Issue #647, opened 2026-07-06
No helpful Message if TCP Port is in use


Fox-Alpha:
Wenn i start Godot with the Plugin an another service is using the Port 8000, there comes no helpful Message to hint to this point.

I'm sure the TCP Stack provide a status that says port_in_use or something like this.

The Server should handle this. The UI should show a proper Message.

<img width="640" height="360" alt="Image" src="https://github.com/user-attachments/assets/f70e2bc2-9815-4b04-94c9-dfc44e23491d" />

After Stop my docker Container ...

<img width="262" height="264" alt="Image" src="https://github.com/user-attachments/assets/d08d4afc-87c5-4e0d-b713-be9a8b91a8dc" />

dsarno:
@Fox-Alpha Thanks, fixed in latest release (2.9.2).  Let us know if any issues.

PR #796, opened 2026-07-21
tests: allocate free WebSocket ports so concurrent pytest runs don't collide

dsarno:
## Problem

The Python test suite hardcoded its WebSocket ports, so two concurrent `pytest` runs (common: two Claude Code sessions in different worktrees of the same clone) collided — the second run's `mcp_stack` either failed to bind ("WebSocket port 19502 already in use") or its mock plugin connected to the *other* run's server and died with "received 4001 session id already registered", producing dozens of spurious failures/errors.

Hardcoded sites: `tests/conftest.py` (`mcp_stack` → 19502, `harness` → 19500), the two direct-dial call sites in `tests/integration/test_mcp_tools.py`, and one more of the same class found while fixing: `tests/integration/test_websocket.py::test_env_token_reaches_enforcement_end_to_end` → 19533.

## Fix

- `tests/conftest.py`: new `allocate_free_port()` helper (bind an ephemeral socket to port 0 on loopback, note the port, release it) and a session-scoped `mcp_ws_port` fixture. `mcp_stack` builds its server on `mcp_ws_port`; `harness` allocates per-instance (its old comment claiming a fixed port was required was stale).
- `tests/integration/test_mcp_tools.py`: `test_reload_cycle` and `TestPerCallSessionRouting._connect_second_plugin` take the port from the `mcp_ws_port` fixture instead of hardcoding 19502.
- `tests/integration/test_websocket.py`: the env-token end-to-end test allocates its port instead of pinning 19533.
- `tests/unit/test_cli_reload.py`: the two `main()` HTTP-bind tests now pass an explicit free `--ws-port`. This surfaced during verification — without the flag, `main()`'s #647 preflight probes the **default 9500** and exits 98 whenever a live dev server (a running Godot editor stack) holds it, i.e. the same fixed-port collision class against the production port.

No `src/` changes; the diff is tests-only.

## Verification

- `ruff check src/ tests/` — clean (`ruff format --check` drift in 9 untouched files pre-exists on main under ruff 0.15.10 and is left alone).
- Full `pytest -q` — **1399 passed, 4 skipped** (including the two `test_cli_reload` tests that fail on main while a live dev server holds 9500).
- Two simultaneous `pytest tests/integration -q` runs in different worktrees of the same clone (the exact collision scenario): both **332 passed, 2 skipped**, fully overlapping in time (~55 s each).
- GDScript `test_run` smoke skipped: the diff touches only Python tests, no plugin or server code.

## Summary by CodeRabbit

* **Tests**
  * Improved WebSocket reliability by dynamically allocating free ports for both integration and end-to-end scenarios.
  * Reduced port conflicts in parallel/repeated runs by removing fixed WebSocket port usage and threading the chosen port through reconnect/routing flows.
  * Expanded CLI reload coverage to use explicitly allocated HTTP/WS ports when validating `--allow-host` binding behavior.
  * Updated dev script compile checks to write generated bytecode into a per-test temp directory.


dsarno:
Branch updated onto current main (`117856e`) — was 13 commits behind with conflicts in `test_cli_reload.py`.

**Conflict resolution:** main had independently fixed the same CLI bind-test collisions with a local `_free_ports(2)` helper. Kept main's atomic multi-bind semantics (all probe sockets held open until every port is allocated, so HTTP/WS can never get the same port) but centralized it as `allocate_free_ports(count)` in `tests/conftest.py` per this PR's intent; `allocate_free_port()` remains as the single-port form; the local duplicate is gone.

**Verification on Windows 11:** `ruff` clean; single run 1429 passed / 13 skipped; then **two full `pytest` suites run concurrently in one worktree** — the scenario this PR exists for. First attempt surfaced one adjacent bug of the same fixed-resource class: `test_dev_scripts_compile` races on the shared `script/__pycache__/*.pyc` atomic replace (WinError 5). Fixed by compiling to the per-test `tmp_path` (`0fa0086`). After the fix: both concurrent runs **1429 passed / 0 failed**.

§ **Exercise goal**:
Given the records above, restate word for word only the lines starting at the one with "The Server should" and ending at the one with "The Python test".

§ **Result of this task**:
The Server should handle this. The UI should show a proper Message.

<img width="640" height="360" alt="Image" src="https://github.com/user-attachments/assets/f70e2bc2-9815-4b04-94c9-dfc44e23491d" />

After Stop my docker Container ...

<img width="262" height="264" alt="Image" src="https://github.com/user-attachments/assets/d08d4afc-87c5-4e0d-b713-be9a8b91a8dc" />

dsarno:
@Fox-Alpha Thanks, fixed in latest release (2.9.2).  Let us know if any issues.

PR #796, opened 2026-07-21
tests: allocate free WebSocket ports so concurrent pytest runs don't collide

dsarno:
## Problem

The Python test suite hardcoded its WebSocket ports, so two concurrent `pytest` runs (common: two Claude Code sessions in different worktrees of the same clone) collided — the second run's `mcp_stack` either failed to bind ("WebSocket port 19502 already in use") or its mock plugin connected to the *other* run's server and died with "received 4001 session id already registered", producing dozens of spurious failures/errors.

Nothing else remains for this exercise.